* **ABOUT THIS EXERCISE**
Where the line containing "EVM web wallets" appears, end your copy; everything from the first line of the records below up to and including it must be reproduced exactly.

* **DATA PROVIDED**
# # # # #

Issue #6530, opened 2024-01-31
Add wallet switching mechanism for CS/ETC


ianrowan:
#### Description 

EVM web wallets currently switch to ethereum/other chains on sign in but if the user navigates away from desired chain in metamask we have no other way to switch chain/get current chain than to call the whole wallet enable flow again. 

This ticket will focus on adding this to the web wallet controllers for evm wallets and future/current frontend work should use this to warn and force users to use the correct chain in order for new features like Community stakes to work

PR #6532, opened 2024-01-31
Add manual wallet chain switch

ianrowan:
## Link to Issue
Closes: #6530 

## Description of Changes
- adds `switchNetwork()` method to metamask and coin base web wallets. 
- method can be called to check if on network, automatically switch if not, and add if not in metamask(see below) 

## Other Considerations

- I noticed that in out normal `enable()` flow if a network is not in the users wallet, we add it with our own node/rpc. This is sub-optimal b/c the user will essentially carry our rpc around forever and make their transactions through it vs using a public node like wallets usually do
    - I added code to the new method to use public chainlist rpcs for this and we should consider the same for enable() but wanted more input here: CC @jnaviask


ianrowan:
@masvelio You can use the new wallet method here to switch chains in metamask before first community stake transactions, etc

masvelio:
@ianrowan I am not 100% where should I use it and if this is necessary to do before the launch of community stake?

packages/commonwealth/client/scripts/controllers/app/webWallets/coinbase_web_wallet.ts
```diff
@@ -198,6 +198,49 @@ class CoinbaseWebWalletController implements IWebWallet<string> {
...
+          });
+        } catch (error) {
+          if (error.code === 4902) {
+            const chains = await $.getJSON(
+              'https://chainid.network/chains.json',
+            );
+            const baseChain = chains.find((c) => c.chainId === communityChain);
+            // Check if the string contains '${' and '}'
+            const rpcUrl = baseChain.rpc.filter((r) => !/\${.*?}/.test(r));
+            const url =
```
masvelio, line 222: 'url' is assigned a value but never used

packages/commonwealth/client/scripts/controllers/app/webWallets/metamask_web_wallet.ts
```diff
@@ -209,6 +209,49 @@ class MetamaskWebWalletController implements IWebWallet<string> {
...
+          });
+        } catch (error) {
+          if (error.code === 4902) {
+            const chains = await $.getJSON(
+              'https://chainid.network/chains.json',
+            );
+            const baseChain = chains.find((c) => c.chainId === communityChain);
+            // Check if the string contains '${' and '}'
+            const rpcUrl = baseChain.rpc.filter((r) => !/\${.*?}/.test(r));
+            const url =
```
masvelio, line 232: 'url' is assigned a value but never used

masvelio (approved):

mhagel:
>I noticed that in out normal enable() flow if a network is not in the users wallet, we add it with our own node/rpc. This is sub-optimal b/c the user will essentially carry our rpc around forever and make their transactions through it vs using a public node like wallets usually do

Good call-out.

mhagel (approved):
LGTM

# # # # #

* **ANSWER TO THE PROBLEM**
Issue #6530, opened 2024-01-31
Add wallet switching mechanism for CS/ETC


ianrowan:
#### Description 

EVM web wallets currently switch to ethereum/other chains on sign in but if the user navigates away from desired chain in metamask we have no other way to switch chain/get current chain than to call the whole wallet enable flow again. 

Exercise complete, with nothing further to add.